We also see the same error introduced by this patch. A reproducer:

$> opt -passes='loop-vectorize' -epilogue-vectorization-force-VF=4 test.ll

$> cat test.ll
target datalayout = "e-m:e-Fn32-i64:64-n32:64-S128-v256:256:256-v512:512:512"
target triple = "powerpc64le-unknown-linux-gnu"
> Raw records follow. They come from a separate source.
PR #387, opened 2023-10-05
Add The Checklist to react-native-onyx

marcaaron:
### Details

Coming from https://expensify.slack.com/archives/C01GTK53T8Q/p1696292810843059

Adding an amended version of the App checklist to `react-native-onyx`. I tried to pull out some irrelevant things.

We won't have the same enforcements that we have in App since we are not using the same GitHub actions, but this should be a decent reminder for now. The bar is currently very low for testing. And we had a couple of reverts.

### Related Issues

❌ 

### Automated Tests

❌ 

### Linked PRs

❌

### DIFF
--- a/.github/PULL_REQUEST_TEMPLATE.md
+++ b/.github/PULL_REQUEST_TEMPLATE.md
@@ -12,7 +12,95 @@ GH_LINK
 Most changes to Onyx should have accompanying tests. Describe the tests you added or if no tests were added an explanation about why one was not needed.
 --->
 
-### Linked PRs
+### Manual Tests
 <!---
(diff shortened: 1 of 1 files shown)


arosiclair (approved):
Nice this is long overdue 👍. Do we have a follow up issue for adding github actions to enforce this?

marcaaron:
Not at the moment, but I can create one. I think @roryabraham has some plans to do "dynamic" checklists. So maybe whenever we figure that out we can try to mirror the changes to other repos. Might also not be totally "worth" doing if it's complex. I haven't had time to learn about the planned changes so would defer to @roryabraham on that one.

define i32 @test(i32 %0) {
entry:
  br label %loop

loop:                                      ; preds = %loop, %entry
  %iv = phi i64 [ 0, %entry ], [ %iv.next, %loop ]
  %t = phi i32 [ 0, %entry ], [ %sub, %loop ]
  %sub = sub i32 %t, %0
  store i32 %t, ptr null, align 4
  %iv.next = add i64 %iv, 1
  %cond = icmp eq i64 %iv.next, 0
  br i1 %cond, label %end, label %loop

end:                                       ; preds = %loop
  ret i32 0
}
fhahn marked an inline comment as done.May 11 2023, 2:03 PM

Thanks for the reproducers. This was an issue with epilogue vectorization and I pushed a workaround for now: 3d4eed01338d. I'll work on migrating the code to generate induction resume values based on VPlan ASAP so we can remove the workaround.

Thanks for the reproducers. This was an issue with epilogue vectorization and I pushed a workaround for now: 3d4eed01338d. I'll work on migrating the code to generate induction resume values based on VPlan ASAP so we can remove the workaround.

Thanks @fhahn for the quick response!